Considérant que ce crédit constaté le 19 septembre 1994 sur le compte Crédit Agricole du requérant correspond à l’encaissement de trois chèques émanant de la SVI DAF, pour un montant de 33 389 francs, de M. Mangini pour la somme de 2 000 francs et de M. Desjoyaux pour la somme de 6 290 francs ; que M. Y n’apporte aucune preuve de ce que la somme versée par la SVI DAF correspondrait au remboursement de dépenses qu’il aurait précédemment exposé pour le compte de la société DAF ; qu’il n’établit donc pas le caractère non imposable des sommes en litige ; qu’en outre, la seule circonstance qu’un chèque émane de la société DAF ne suffit pas à justifier l’imposition du crédit correspondant dans la catégorie des revenus de capitaux mobiliers ;

Sur les pénalités :

Considérant qu’aux termes de l’article 1729 du code général des impôts : «Lorsque la déclaration ou l’acte mentionnés à l’article 1728 font apparaître une base d’imposition ou des éléments servant à la liquidation de l’impôt insuffisants, inexacts ou incomplets, le montant des droits mis à la charge du contribuable est assorti de l’intérêt de retard visé à l’article 1727 et d’une majoration de 40 % si la mauvaise foi de l’intéressé est établie (…) »;

Considérant que compte tenu des montants en cause et de l’absence de toute justification sérieuse et cohérente de l’origine des sommes en litige, l’administration doit être regardée comme ayant établi la mauvaise foi du requérant et, par suite, le bien-fondé des pénalités assignées en application de l’article 1729 du code général des impôts ;

Sur les conclusions tendant à l’application des dispositions de l’article L.761-1 du code de justice administrative :

Considérant que les dispositions de l’article L.761-1 du code de justice administrative font obstacle à ce que l’Etat qui n’est pas, dans la présente instance, la partie perdante pour l’essentiel, soit condamné à payer à Mme Louise Y et Melle Sylvie Y, la somme qu’elles demandent au titre des frais exposés par elles tant en première instance qu’en appel et non compris dans les dépens ;

DÉCIDE :

Article 1er : Le jugement du Tribunal administratif de Montpellier en date du 3 novembre 2005 est annulé en tant qu’il rejette les conclusions de M. et Mme Y.

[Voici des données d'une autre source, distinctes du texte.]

PR #23913, opened 2026-06-10
CAMEL-23651: camel-netty-http and camel-undertow - align muteException default with the other HTTP components

oscerd:
JIRA: [CAMEL-23651](https://issues.apache.org/jira/browse/CAMEL-23651)

## What

Aligns the `muteException` consumer option default in `camel-netty-http` and `camel-undertow` with the other HTTP server components, flipping it from `false` to `true`:

| Component | Before | After |
|---|---|---|
| camel-http / camel-jetty / camel-servlet (`HttpCommonComponent`) | `true` | `true` (unchanged) |
| camel-platform-http | `true` (since CAMEL-17826) | `true` (unchanged) |
| **camel-netty-http** | `false` | **`true`** |
| **camel-undertow** | `false` | **`true`** |

With `muteException=true`, a consumer-side processing failure returns an empty response body instead of the exception stack trace as `text/plain`.

## Changes

- `NettyHttpConfiguration` + `NettyHttpComponent`: field initialised to `true`, `defaultValue = "true"` on the annotations. The component-level field is the fallback for the URI parameter and is pushed onto the endpoint configuration, so both levels must change together.
- `UndertowComponent` + `UndertowEndpoint`: same default flip at both levels.
- `UndertowComponent.doCreateConsumer` (Rest DSL path): the `RestUndertowHttpBinding` is now given the endpoint's `muteException` value. Previously the binding was created with a hard-coded `false`, so the option (component- or endpoint-level) was silently ignored for Rest DSL consumers — the new default would not have been honoured there. `camel-netty-http` does not need this, as its binding reads the endpoint configuration directly.
- Regenerated metadata: component JSONs, catalog mirrors, endpoint/component DSL builders.
- Upgrade guide 4.21 entry (potential breaking change).

## Behaviour notes

`muteException` takes precedence over `transferException`, exactly as it already does in `camel-http`/`camel-jetty`/`camel-servlet` (`DefaultHttpBinding.doWriteExceptionResponse`). Routes using `transferException=true` on these two components must now also set `muteException=false` — the same combination the jetty/servlet tests have always used. This is called out in the upgrade guide.

## Tests

New:
- `NettyHttpMuteExceptionByDefaultTest` — consumer failure returns 500 + empty body with no option set
- `UndertowMuteExceptionByDefaultTest` — same for undertow
- `RestUndertowMuteExceptionByDefaultTest` — same for an undertow Rest DSL consumer (covers the binding propagation fix)

Updated to opt out explicitly (matching the existing jetty/servlet test pattern, e.g. `ServletTransferExceptionTest`):
- `NettyHttp500ErrorThrowExceptionOnServerTest` (`muteException=false`)
- `NettyHttpTransferExceptionTest` (`muteException=false&transferException=true`)
- `UndertowTransferExceptionTest` (`muteException=false&transferException=true`)

Results: `camel-netty-http` 258 tests, 0 failures; `camel-undertow` 165 tests, 0 failures. Full reactor build (`mvn clean install -DskipTests`) green; all regenerated files committed.

## Backports

Per the JIRA `fixVersions` (4.14.8 / 4.18.3 / 4.21.0), backport PRs to `camel-4.18.x` and `camel-4.14.x` will follow after this is merged, each with its own upgrade-guide entry.

---


davsclaus (approved):

ammachado:
The `muteException=true` default change in this PR broke `VertxHttpTransferExceptionTest` in `camel-vertx-http`. That test uses an Undertow consumer as the server-side endpoint with `transferException=true`, but now `muteException=true` takes precedence and suppresses exception serialization, so the client receives an empty `text/plain` 500 response instead of the serialized `IllegalStateException`.

A possible fix is to add `muteException=false` to the Undertow consumer URI in that test, consistent with the changes made here to `UndertowTransferExceptionTest`. It is a one-line change:

```java
// components/camel-vertx/camel-vertx-http/src/test/java/org/apache/camel/component/vertx/http/VertxHttpTransferExceptionTest.java
from(getTestServerUri() + "?transferException=true&muteException=false")
```

Worth checking whether any other cross-component tests that use an Undertow (or netty-http) consumer with `transferException=true` need the same opt-out.

PR #23926, opened 2026-06-11
CAMEL-23723: Add oauthProfile support to HTTP consumer components

luigidemasi:
Follow-up of [CAMEL-23685](https://issues.apache.org/jira/browse/CAMEL-23685), which introduced the public `OAuthTokenValidationFactory` SPI and `oauthProfile` support for `platform-http`.

JIRA: [CAMEL-23723](https://issues.apache.org/jira/browse/CAMEL-23723)

## What this PR does

Extends incoming `Authorization: Bearer` token validation to the main HTTP consumer components via the same SPI and `camel.oauth.<profile>.*` configuration — no JWT/JWKS/OIDC-discovery/introspection logic is duplicated into any component:

```java
from("undertow:http://0.0.0.0:8080/secure?oauthProfile=myprofile")
from("netty-http:http://0.0.0.0:8080/secure?oauthProfile=myprofile")
from("jetty:http://0.0.0.0:8080/secure?oauthProfile=myprofile")
```

| Component | Support |
|---|---|
| camel-jetty, camel-servlet | via shared `CamelServlet` hook |
| camel-netty-http | via per-consumer channel handler; requires `usingExecutorService=true` and `sync=true` (the defaults), rejects `nettySharedHttpServer` and mixed-executor shared ports at startup |
| camel-undertow | HTTP and WebSocket (validation at upgrade handshake, result propagated to message exchanges), REST DSL via `endpointProperty` |
| camel-rest-openapi | first-class `oauthProfile` endpoint option, forwarded explicitly to the consumer delegate; fails at startup when the delegate does not declare enforcement (see below) |
| camel-atmosphere-websocket | not supported — rejects the option at startup (documented) |
| camel-platform-http | refactored onto the new shared support (net deduplication, behavior aligned) |

## Behavioral contract (consistent with platform-http)

- Profile configuration resolved and validated at route startup (fail-fast)
- Missing token → `401` with `WWW-Authenticate: Bearer`; invalid token → `401` with `Bearer error="invalid_token"`
- Malformed `Authorization` header (RFC 6750 syntax, duplicates, oversize) → `400` with `Bearer error="invalid_request"`
- Validator infrastructure failure → `503` (rate-limited WARN log, fail-fast window for the dead IdP endpoint)
- `Authorization` header removed before route processing (also from native request objects where the transport allows)
- Validation result exposed as the `CamelOAuthTokenValidationResult` exchange property (authentication only — no authorization/role enforcement)

## Shared infrastructure

- New `OAuthHttpSecuritySupport` + `OAuthProfileAwareHttpEndpoint` in `camel-http-base` (RFC 6750 parsing, challenge generation, rejection handling) — single enforcement implementation for all components
- New `RestOpenApiConsumerFactory.supportsOAuthProfile()` SPI method in `camel-api` (default `false`, `@since 4.21`): `rest-openapi` fails closed at startup instead of creating an unprotected consumer when `oauthProfile` is set against a delegate factory that does not declare enforcement; `PlatformHttpComponent` declares support
- camel-oauth hardening along the way: JWKS serve-stale-on-error during IdP outages, per-endpoint fail-fast windows that record only transport-level failures and chain the root cause, lock scope fixes so no network I/O runs inside `ConcurrentHashMap.compute`

## Review feedback addressed

Per review discussion, `oauthProfile` on `rest-openapi` is now a declared `@UriParam` (catalog, endpoint DSL, IDE auto-complete) injected explicitly into the delegate parameters, and the `lenientProperties` annotation addition was reverted — runtime leniency via the pre-existing `isLenientProperties()` override is unchanged in both directions, so there is no behavioral change for existing `rest-openapi` users.

## Documentation

Per-component sections (including WebSocket and OPTIONS semantics, netty threading constraints, servlet container-security interplay), `oauth.adoc` shared contract and identity-provider failure behavior, REST DSL and contract-first OpenAPI pages, and a 4.21 upgrade-guide entry.

## Testing

Contract test suites per component (valid/missing/malformed/invalid/503, header stripping, exchange property, startup failure, duplicate headers on the wire, OPTIONS interplay, `matchOnUriPrefix`), WebSocket handshake/lifecycle tests including an unauthenticated-channel race reproduction, the rest-openapi fail-closed delegate check, and unit coverage for the RFC 6750 parser and JWT/JWKS validator paths (alg confusion, key rotation, rate limiting with injected clock).

## Note

Adds a clarifying comment to `VertxHttpTransferExceptionTest` (fixed on `main` by CAMEL-23734) documenting why `muteException=false` is required: CAMEL-23651 flipped the undertow default to `true`, and `muteException` takes precedence over `transferException`.

---
_Claude Code on behalf of Luigi De Masi_


components/camel-rest-openapi/src/main/java/org/apache/camel/component/rest/openapi/RestOpenApiEndpoint.java
```diff
@@ -90,7 +90,8 @@
  * To call and expose REST services using OpenAPI specification as contract.
  */
 @UriEndpoint(firstVersion = "3.1.0", scheme = "rest-openapi", title = "REST OpenApi",
-             syntax = "rest-openapi:specificationUri#operationId", category = { Category.REST, Category.API })
+             syntax = "rest-openapi:specificationUri#operationId", category = { Category.REST, Category.API },
+             lenientProperties = true)
```
davsclaus: Adding `lenientProperties = true` enables `oauthProfile` pass-through to the delegate consumer, but it also means **all** `rest-openapi` endpoint URIs will now silently accept unknown/misspelled options. This is a behavioral change for existing `rest-openapi` users who relied on strict option validation at startup.

Consider adding an explicit upgrade guide entry noting that `rest-openapi` endpoint URIs are now lenient, separate from the `oauthProfile` documentation.

davsclaus (commented):
## Review: CAMEL-23723 — Add oauthProfile support to HTTP consumer components

89 files, +4361/−323 lines. Java builds pass (JDK 17, 25); doc validation fails.

Nice work extending the OAuth profile support across all HTTP consumer components with a clean shared SPI design. The centralized `OAuthHttpSecuritySupport` avoids duplicating JWT/JWKS/introspection logic and the RFC 6750 error responses are a solid improvement. A couple of items to address:

### Findings

**1. CI failure: Documentation validation** (Blocking)

The `build` job fails at the "Validate documentation" step (Antora). The Java builds pass. The Antora log shows a `section title out of sequence` warning. This could be related to heading levels in the new doc sections added to `rest-dsl.adoc`, `rest-dsl-openapi.adoc`, or `oauth.adoc`. Please investigate — if it's an infrastructure issue, re-running the job should resolve it; if it's a doc structure issue, the heading levels need adjustment.

**2. `rest-openapi` lenient properties — broader impact**

Adding `lenientProperties = true` to `RestOpenApiEndpoint` is needed for `oauthProfile` pass-through, but it affects **all** `rest-openapi` users — typos in any endpoint option will no longer be caught at startup. The upgrade guide documents the pass-through behavior for `oauthProfile` but doesn't mention that lenient properties are now enabled globally for `rest-openapi`. Consider adding an explicit upgrade guide entry for this behavioral change, so users who rely on strict option validation are aware.

### Questions

**3. Platform-http behavioral change for existing `oauthProfile` users**

The refactoring of `OAuthPlatformHttpSecurityHandler` changes error responses for users who already have `oauthProfile` on `platform-http`: malformed Bearer tokens now get HTTP 400 (was 401), and `WWW-Authenticate` headers are now included per RFC 6750. Since `oauthProfile` was introduced in the same 4.21 cycle (CAMEL-23685), this is acceptable for SNAPSHOT consumers — just confirming this behavioral delta is intentional.

### Verified (no issues)

- **Architecture**: `OAuthHttpSecuritySupport` centralizes validation; `OAuthProfileAwareHttpEndpoint` interface at `camel-http-base` level; `PlatformHttpConstants.OAUTH_TOKEN_VALIDATION_RESULT` delegates to the central constant (backward compatible)
- **Security**: Bearer token length limits (8192), leading whitespace limit (16), duplicate-header rejection, rate-limited infrastructure failure logging (30s), fail-closed in `CamelServlet` when security support is uninitialized
- **Component coverage**: Servlet/Jetty via `CamelServlet.authenticateOAuth()`, Netty in `HttpServerChannelHandler.beforeProcess()`, Undertow HTTP via `OAuthUndertowHttpHandler`, Undertow WebSocket during upgrade handshake, atmosphere-websocket explicitly rejects
- **Netty constraints**: Validates `usingExecutorService=true`, `sync=true`, rejects `nettySharedHttpServer` at startup
- **Undertow**: Dispatches from IO thread before blocking validation; WebSocket result attached to ONOPEN and subsequent exchanges
- **Tests**: Comprehensive `OAuthHttpSecuritySupportTest` (333 lines) plus per-component tests
- **Documentation**: Upgrade guide, REST DSL, OpenAPI, and component docs all updated with examples in Java/XML/YAML
- **`@since 4.21`** tags present on all new public types

---

**Note:** This review covers project conventions, architecture, and security-sensitive patterns. It does not replace specialized tools such as CodeRabbit or SonarCloud.

davsclaus:
## Suggestion: Add `oauthProfile` as a first-class `@UriParam` on `RestOpenApiEndpoint`

The `rest-openapi` endpoint is already lenient at runtime (`isLenientProperties()` returns `true` on `main`), so the `lenientProperties = true` annotation addition is metadata alignment rather than a behavioral change. However, `oauthProfile` would be better served as a proper `@UriParam` — it would appear in catalog metadata, endpoint DSL builders, IDE auto-complete, and component docs, rather than being a silent pass-through.

### Proposed changes

**1. `RestOpenApiEndpoint.java`** — add the field, getter/setter, and inject into delegate parameters:

```java
// Add field (alongside the other @UriParam fields, e.g. after apiContextPath)
@UriParam(label = "consumer,security", displayName = "OAuth Profile",
          description = "OAuth profile name passed to the HTTP consumer delegate for validating incoming "
                        + "Authorization: Bearer tokens. The selected consumer component must support the "
                        + "oauthProfile option; delegates that ignore unknown options will start without "
                        + "endpoint protection.")
private String oauthProfile;

// Add getter/setter
public String getOauthProfile() {
    return oauthProfile;
}

public void setOauthProfile(String oauthProfile) {
    this.oauthProfile = oauthProfile;
}
```

In `createConsumerFor()`, inject it into the parameters copy sent to the delegate factory — after `Map<String, Object> copy = new HashMap<>(parameters)` (line 325) and before the factory call (line 330):

```java
Map<String, Object> copy = new HashMap<>(parameters); // existing line
// pass oauthProfile to the delegate consumer
if (ObjectHelper.isNotEmpty(oauthProfile)) {
    copy.put("oauthProfile", oauthProfile);
}
```

**2. `@UriEndpoint` annotation** — revert the `lenientProperties = true` addition. The existing `isLenientProperties()` method override already handles runtime leniency for path/query parameter pass-through. No annotation change needed.

```java
// Keep the existing annotation without lenientProperties:
@UriEndpoint(firstVersion = "3.1.0", scheme = "rest-openapi", title = "REST OpenApi",
             syntax = "rest-openapi:specificationUri#operationId", category = { Category.REST, Category.API })
```

**3. Regenerate** — run `mvn clean install -DskipTests` in `components/camel-rest-openapi` so the generated URI factory, configurer, catalog JSON, and endpoint DSL builder pick up the new `@UriParam`.

**4. Upgrade guide** — the existing text about `rest-openapi` pass-through and lenient URIs can be simplified since `oauthProfile` is now a documented option. The caveat about verifying delegate support is still relevant and should stay.

### Why this is better

- `oauthProfile` appears in `rest-openapi` component docs, catalog JSON, and endpoint DSL builders
- IDE auto-complete works for the option
- No metadata change to lenient properties — avoids confusion about whether `rest-openapi` silently swallows typos (it already does via the method override, but the annotation didn't advertise it before)

luigidemasi:
## Re: Finding 1 — documentation validation failure

@davsclaus the failure is pre-existing on `main` and not related to this PR's doc changes.

From the Antora log of the failing run:
```
WARN (asciidoctor): section title out of sequence: expected level 1, got level 2
    file: docs/user-manual/modules/ROOT/pages/camel-jbang-configuration.adoc:6
```
and I think now has been fixed in commit: b0153b2adae9ceff4d52e7003e08c3af8ef3f2b6

### Re: first-class `@UriParam` for `oauthProfile`

Agreed — adopting this as proposed. It gives the option catalog/IDE/endpoint-DSL visibility and makes the pass-through intent explicit in code instead of riding the lenient leftovers.

One clarification for the record on the related inline comment: runtime behavior was already lenient before this PR — `RestOpenApiEndpoint.isLenientProperties()` has returned `true` since the component was introduced, and that override is what powers the existing delegate pass-through (`consumerComponentName`, `matchOnUriPrefix`, etc.). 

The annotation only aligned the generated metadata with that runtime reality, so there is no behavioral change for existing users either way, and no upgrade-guide entry is needed for it. 
Reverting it as suggested; if we want the catalog metadata to reflect the runtime leniency at some point, that can be a tiny separate JIRA.

#### Proposed addition: fail-closed delegate check for `oauthProfile`

While in there, I'd like to also close the fail-open this thread touches on (delegate silently ignoring a correctly-spelled `oauthProfile`). 
Since `oauthProfile` is a security option, a scoped capability method on the SPI can default closed without affecting anyone who doesn't use the option:

```java
// RestOpenApiConsumerFactory (camel-api)
/**
 * Whether consumers created by this factory enforce the oauthProfile option for
 * incoming bearer-token validation.
 *
 * @since 4.21
 */
default boolean supportsOAuthProfile() {
    return false;
}
```

PlatformHttpComponent (currently the only in-tree implementation and the only entry in
DEFAULT_REST_OPENAPI_CONSUMER_COMPONENTS) overrides it to true, and createConsumerFor() fails fast when oauthProfile is set but the resolved factory returns false. 

Result: setting oauthProfile against a delegate that does not enforce it becomes a startup error instead of an unprotected consumer — fail-closed by default, including for third-party factories, with zero impact on existing pass-through behavior. 
Typo'd option names remain subject to the documented lenient semantics; that is only addressable by the delegate's own strict binding.

Happy to include this in the PR, or move it to a follow-up JIRA if you prefer to keep the changeset as-is, let me know which you'd prefer.

### Re: Question 3 — platform-http error-response changes

Confirmed, intentional. The refactoring onto the shared `OAuthHttpSecuritySupport` aligned
platform-http with RFC 6750 error semantics: 
malformed `Authorization` syntax (including duplicate header values and oversized tokens) is now `400` with `WWW-Authenticate: Bearer
error="invalid_request"`, rejected tokens are `401` with `Bearer error="invalid_token"`, and missing credentials get the bare `Bearer` challenge. It also fixed two gaps in the original handler (single-value-only header reads, missing 400/invalid_token challenges).

Since `oauthProfile` was introduced by CAMEL-23685 in the same 4.21 cycle, no released behavior is affected — there are no existing users of the option outside SNAPSHOT. The new responses are documented in the component pages, `oauth.adoc`, and the 4.21 upgrade-guide entry.

davsclaus (approved):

Article 2 : Il est donné acte du désistement des conclusions de M. et Mme Y tendant à la décharge en base de la somme de 9 497 francs.

Article 3 : Le surplus des conclusions de la demande présentée au tribunal administratif est rejeté.

Article 4 : Les conclusions de M. Y présentées devant la Cour sur le fondement de l’article L.761-1 du code de justice administrative sont rejetées.

Article 5 : Le présent arrêt sera notifié à Mme Louise Y et Melle Sylvie Y

et au ministre du budget, des comptes publics et de la fonction publique.